═════ Extracted data
PR #529, opened 2026-07-24
[1.x] Remove userinfo credential from slow outgoing requests

crynobone:
fixes #528


src/Pulse.php
```diff
@@ -551,6 +552,19 @@ public static function defaultVendorCacheKeys(): array
         ];
     }
 
+    /**
+     * Normalize the given URL and mask user & password information.
+     */
+    public static function normalizeUrl(string $url): string
```
timacdonald: It would be good to put this on `Pulse\Recorders\SlowOutgoingRequests`, so that it doesn't get exposed on the facade and because it isn't used anywhere else yet.

src/Pulse.php
```diff
@@ -551,6 +552,19 @@ public static function defaultVendorCacheKeys(): array
...
+    {
+        $uri = Uri::new($url);
+
+        return $uri->withUserInfo(
+            ! is_null($uri->getUsername()) ? Str::mask($uri->getUsername(), '*', 0) : null,
+            ! is_null($uri->getPassword()) ? Str::mask($uri->getPassword(), '*', 0) : null,
```
timacdonald: 🍸 Would it be better to only mask the password?

That might make debugging easier, in case a specific user is creating slow requests to a 3rd party service?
══════════
» Activity
Each line of the data is to be restated exactly.

» Answer section
PR #529, opened 2026-07-24
[1.x] Remove userinfo credential from slow outgoing requests

crynobone:
fixes #528


src/Pulse.php
```diff
@@ -551,6 +552,19 @@ public static function defaultVendorCacheKeys(): array
         ];
     }
 
+    /**
+     * Normalize the given URL and mask user & password information.
+     */
+    public static function normalizeUrl(string $url): string
```
timacdonald: It would be good to put this on `Pulse\Recorders\SlowOutgoingRequests`, so that it doesn't get exposed on the facade and because it isn't used anywhere else yet.

src/Pulse.php
```diff
@@ -551,6 +552,19 @@ public static function defaultVendorCacheKeys(): array
...
+    {
+        $uri = Uri::new($url);
+
+        return $uri->withUserInfo(
+            ! is_null($uri->getUsername()) ? Str::mask($uri->getUsername(), '*', 0) : null,
+            ! is_null($uri->getPassword()) ? Str::mask($uri->getPassword(), '*', 0) : null,
```
timacdonald: 🍸 Would it be better to only mask the password?

That might make debugging easier, in case a specific user is creating slow requests to a 3rd party service?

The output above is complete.